Every line from the line containing "-5,33 +5,31 @@" to the end of the data must appear in the answer exactly as it appears there, and nothing else.

### DATA FOR THE TASK
== Segment start ==
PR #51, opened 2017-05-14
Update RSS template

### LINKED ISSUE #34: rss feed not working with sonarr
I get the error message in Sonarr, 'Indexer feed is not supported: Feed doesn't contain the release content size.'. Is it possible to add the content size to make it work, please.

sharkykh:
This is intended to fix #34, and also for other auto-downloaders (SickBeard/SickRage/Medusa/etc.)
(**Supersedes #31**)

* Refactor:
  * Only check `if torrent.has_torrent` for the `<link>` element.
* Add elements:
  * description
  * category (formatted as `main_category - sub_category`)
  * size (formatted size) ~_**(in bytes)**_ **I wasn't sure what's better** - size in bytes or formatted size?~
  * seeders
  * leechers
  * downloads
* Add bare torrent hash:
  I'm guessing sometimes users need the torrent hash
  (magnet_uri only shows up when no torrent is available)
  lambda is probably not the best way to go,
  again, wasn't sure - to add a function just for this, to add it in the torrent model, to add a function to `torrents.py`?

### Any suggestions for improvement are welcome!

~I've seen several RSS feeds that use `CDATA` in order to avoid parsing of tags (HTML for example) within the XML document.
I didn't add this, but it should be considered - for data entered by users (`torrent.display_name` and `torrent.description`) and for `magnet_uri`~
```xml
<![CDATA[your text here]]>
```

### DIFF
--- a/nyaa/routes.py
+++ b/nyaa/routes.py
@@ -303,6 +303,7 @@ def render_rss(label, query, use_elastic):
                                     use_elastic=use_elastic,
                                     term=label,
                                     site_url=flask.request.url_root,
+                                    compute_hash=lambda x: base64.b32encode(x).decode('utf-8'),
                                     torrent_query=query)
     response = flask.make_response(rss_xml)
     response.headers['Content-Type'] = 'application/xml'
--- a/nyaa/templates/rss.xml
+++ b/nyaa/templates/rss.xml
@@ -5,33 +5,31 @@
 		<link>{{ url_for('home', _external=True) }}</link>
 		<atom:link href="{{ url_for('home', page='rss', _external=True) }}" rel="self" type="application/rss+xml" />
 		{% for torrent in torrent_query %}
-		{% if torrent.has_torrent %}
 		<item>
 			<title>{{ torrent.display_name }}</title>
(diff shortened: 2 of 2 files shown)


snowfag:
== Segment end ==
### ANSWER TO THE PROBLEM
@@ -5,33 +5,31 @@
 		<link>{{ url_for('home', _external=True) }}</link>
 		<atom:link href="{{ url_for('home', page='rss', _external=True) }}" rel="self" type="application/rss+xml" />
 		{% for torrent in torrent_query %}
-		{% if torrent.has_torrent %}
 		<item>
 			<title>{{ torrent.display_name }}</title>
(diff shortened: 2 of 2 files shown)


snowfag:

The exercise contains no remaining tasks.